The fragmentation of the Principality into provinces, 1822-1914
In 1833, Spain was divided definitively into provinces. A government representative (later called civil governor) was designated as the political leader of each province. Provincial Councils were not organised, however, as they were not envisaged in the Royal Statute of 1834. Revolution broke out in the summer of 1835—in keeping with a habit of self-organisation that was born and legitimised during the struggle against the French invaders, lasted until the end of the revolutionary cycle in 1842 and would also reappear later—and a revolutionary assembly formed in Barcelona began operating throughout Catalonia and sought to coordinate with similar assemblies in Zaragoza and Valencia. On 25 September 1835, Mendizábal’s government established the Provincial Councils by decree. They would be elected indirectly by those who paid the most taxes and chaired by the political leaders. They were definitively added to the design of the constitutional regime in 1836.

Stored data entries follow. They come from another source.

PR #1267, opened 2026-07-29
fix(import): resolve material Finish, Grade, and Dimensions on CSV import

sidgaikwad:
## Problem

Bulk-importing materials via CSV silently drops the **Finish**, **Grade**, and **Dimensions** columns. The mapping UI sends them as raw text under `finish` / `grade` / `dimensions` (see `fieldMappings.material` in `apps/erp/app/modules/shared/imports.models.ts`), but the `import-csv` edge function's `materialValidator` only reads `finishId` / `gradeId` / `dimensionId`. Zod strips the unknown text keys, so all three attributes vanish with no error on **both** the insert and the update path. Substance and Shape import fine because they're enum-mapped to real ids in the mapping UI.

## Why not enum-map them like Substance/Shape

`materialFinish` and `materialGrade` are scoped **per substance**, and `materialDimension` **per form** (unique on `(scope, name, companyId)`). The same name legally exists under multiple scopes (e.g. *Hot Rolled* under steel and stainless), so the flat CSV-value → option enum mapping can't target them correctly for mixed-substance imports.

## Video
https://drive.google.com/file/d/1ANLSaL3ci-4SmMWzH75zEto5m--UvEo9/view?usp=drive_link

## Fix

Resolve the raw text server-side in the edge function, per row, within the row's substance/form scope:

- Extend `materialValidator` to accept the `finish` / `grade` / `dimensions` text the UI actually sends (explicit `*Id` values still win when provided).
- New `resolveMaterialTaxonomyIds()` bulk-resolves the distinct `(scope, name)` pairs inside the import transaction: case-insensitive match against global (`companyId IS NULL`) and company rows, company rows winning a name clash.
- Unmatched names **create a company-scoped taxonomy row** — the same behavior as the creatable Finish/Grade/Dimension comboboxes on the material form. Creation relies on the DB id defaults (`id('finish')` / `id('grade')` / `id('mdim')`) and uses `ON CONFLICT DO NOTHING` + re-select so a concurrent import can't fail the batch.
- Wire the resolved ids into both the material insert and update payloads.
- Rows with no resolved substance (finish/grade) or form (dimensions) leave the attribute unset — the taxonomy tables require the scope (`materialSubstanceId` / `materialFormId` are NOT NULL).

Also scopes the material update statement by `companyId`: `material`'s PK is `(id, companyId)` and `material.id` is the item's per-company `readableId`, and Kysely bypasses RLS — matching on `id` alone could touch another tenant's row with the same part number. The sibling item-type-table update just above it already carried this guard.

Documented the resolution behavior in `.claude/rules/csv-import-system.md`.

## Validation

- `biome check` on the edge function: clean (same 11 pre-existing warnings as `main`, none in the new code).
- Compiled the new query shapes against kysely to verify the emitted SQL:
  - `select "id", "name", "companyId", "materialSubstanceId" from "materialFinish" where "materialSubstanceId" in ($1) and ("companyId" = $2 OR "companyId" IS NULL)`
  - `insert into "materialFinish" ("name", "companyId", "materialSubstanceId") values ($1, $2, $3) on conflict ("materialSubstanceId", "name", "companyId") do nothing`
- Verified the `ON CONFLICT` targets match the live unique constraints (`materialFinish_name_companyId_unique`, `materialGrade_name_companyId_unique`, `materialDimensions_name_companyId_unique`) — later migrations only recreated the `companyId` FKs, not the uniques.
- Kysely ignores `undefined` in `set()`/`values()`, so CSVs that don't map these columns leave existing values untouched (unchanged behavior).

## Summary by CodeRabbit

* **New Features**
  * CSV imports now support Finish, Grade, and Dimensions as text values, resolving them to the appropriate taxonomy.
  * Values are matched case-insensitively with company-specific entries prioritized; missing values are created automatically.

* **Bug Fixes**
  * Improved material attribute handling for updates and new imports, preventing scope mismatches.

* **Documentation**
  * Clarified text handling and fallback behavior when required substance or form values are missing.


sidgaikwad:
@aashu0148 added the video link in the description plz check

aashu0148 (approved):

However, the outbreak of the First Carlist War set in motion another mechanism that was equally characteristic and recurrent in 19th-century Catalonia. Under the authority of the captains general—of which there was still just one for the entire former Principality (Espoz y Mina, in this case)—citizen assemblies were created. These organisations spanned Catalonia, operated better than the Provincial Councils, and were capable of imposing extraordinary taxes and issuing currency. Constitutional logic led toward unification and centralisation, much like it did under the New Political Order regime. However, the pragmatism of the captains general led in the opposite direction, toward a practical understanding with Catalan civil society and a brand of authoritarianism that was detached from the directives of Madrid and often arbitrary, yet more permeable than the ordinary channels for dealing with those in power. Shortly after the law of 9 January 1845 (a defining law of the moderate regime) reduced the Provincial Councils to the status of advisory committees to the civil governors, Captain General Manuel Pavía joined the four Catalan Provincial Councils to form the Assembly of Highways of Catalonia. The Assembly imposed extraordinary taxes to fund these public works and was quite effective for twenty years, until the revolution in 1868.
The Two Progressive Years (1854-1856) fleetingly restored the political model that had been abandoned in 1843, which theoretically gave greater prominence to provincial and municipal bodies. It was during the Six Democratic Years (1868-1874), however, that the shift toward decentralisation became more pronounced. Although the law of 20 August 1870 maintained the civil governors’ blockading powers, it also expanded and guaranteed the jurisdictions of certain Provincial Councils. The members of these Councils were to be elected by universal suffrage and select a president from among their ranks. The accumulated problems and instability made normal political operations impossible, but the Provincial Council of Barcelona became a strategic political scene: On 9 March 1873, diehard federalists incited the Council to declare a Catalan state. The fleeting Republic included these concerns in a thwarted constitutional draft that would have given regional states the power to maintain or alter the provincial division of 1833.
In fact, in 1876 the first legislation of the restoration returned to the moderate model. However, the amendment to the provincial law of 1882 partially reverted to that of 1870, calling for formulas to make sure all judicial districts were represented in the provincial body and guaranteeing internal presidential elections and extended suffrage. Universal male suffrage was restored in 1890. However, the establishment of dynastic succession, fraudulent elections and perpetually centralist government practices created an environment favourable to the emergence of Catalan nationalism. Nationalists not only demanded changes to the operation of existing institutions but also built specific alternatives for political self-organisation in Catalonia, from the federal constitutional draft of 1883 to the Manresa Bases of 1892. In a message dated 11 November 1898 addressed to the queen regent, the presidents of five Catalan institutions demanded a general council for Catalonia with a financial arrangement akin to that of the Basque councils. The Provincial Council of Barcelona made the same request the following year to the new Silvela government.